Stored data:
◇ ◇ ◇ ◇

PR #1, opened 2016-08-30
rename gem to represent loading path

durandom:
with the name `xclarity` there has to be a `lib/xclarity.rb` to make the gem load / init.

this naming here follows the miq naming scheme


juliancheal:
LGTM 👍

PR #2, opened 2016-09-12
Provider modeling

terciodemelo:
Hello there, we've being doing some advances on implementing the provider it's not complete yet but we're actively working on it. 

The following aspects have been implemented:
* The provider is being successfully saved on manage iq
* Some model tests are implemented like `ems_type`, `description`, and `connect` testing. On the other hand, some are missing such as of authentication verification and discovery.
* Controller test from ManageIQ are integrated into the gem

It is not clear to us if we should consider LXCA as an InfraManager, or being a PhysicalInfraManager, it should be in a completely separated group from all the other existent providers for MIQ. For now the related parts of our contributions will be commited to this PR. Others such as the refresher in different branches.


juliancheal:
> It is not clear to us if we should consider LXCA as an InfraManager, or being a PhysicalInfraManager

While we're creating LXCA I'm simultaneously adding support in ManageIQ for PhysicalInfraManagers. https://github.com/ManageIQ/manageiq/pull/10807

juliancheal:
Would you be able to squash some of these commits, for instance I think the deletions in https://github.com/juliancheal/manageiq-providers-lenovo/pull/2/commits/4f8b78f2cb115fae60ea87424b473e60779702e7 get added back in.

And https://github.com/juliancheal/manageiq-providers-lenovo/pull/2/commits/25a289a2505d9ed5af3f417025cb96309ed60187 could be squashed into https://github.com/juliancheal/manageiq-providers-lenovo/pull/2/commits/740e4bbebd6798735d1827560650b4117fe5cce0

terciodemelo:
Sure enough.

terciodemelo:
I've made some cleaning up in other commits as well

◇ ◇ ◇ ◇

In the data above, find the line that contains "Would you be", then reproduce exactly every line from the first line through that line.

*Solved problem*.
PR #1, opened 2016-08-30
rename gem to represent loading path

durandom:
with the name `xclarity` there has to be a `lib/xclarity.rb` to make the gem load / init.

this naming here follows the miq naming scheme


juliancheal:
LGTM 👍

PR #2, opened 2016-09-12
Provider modeling

terciodemelo:
Hello there, we've being doing some advances on implementing the provider it's not complete yet but we're actively working on it. 

The following aspects have been implemented:
* The provider is being successfully saved on manage iq
* Some model tests are implemented like `ems_type`, `description`, and `connect` testing. On the other hand, some are missing such as of authentication verification and discovery.
* Controller test from ManageIQ are integrated into the gem

It is not clear to us if we should consider LXCA as an InfraManager, or being a PhysicalInfraManager, it should be in a completely separated group from all the other existent providers for MIQ. For now the related parts of our contributions will be commited to this PR. Others such as the refresher in different branches.


juliancheal:
> It is not clear to us if we should consider LXCA as an InfraManager, or being a PhysicalInfraManager

While we're creating LXCA I'm simultaneously adding support in ManageIQ for PhysicalInfraManagers. https://github.com/ManageIQ/manageiq/pull/10807

juliancheal:
Would you be able to squash some of these commits, for instance I think the deletions in https://github.com/juliancheal/manageiq-providers-lenovo/pull/2/commits/4f8b78f2cb115fae60ea87424b473e60779702e7 get added back in.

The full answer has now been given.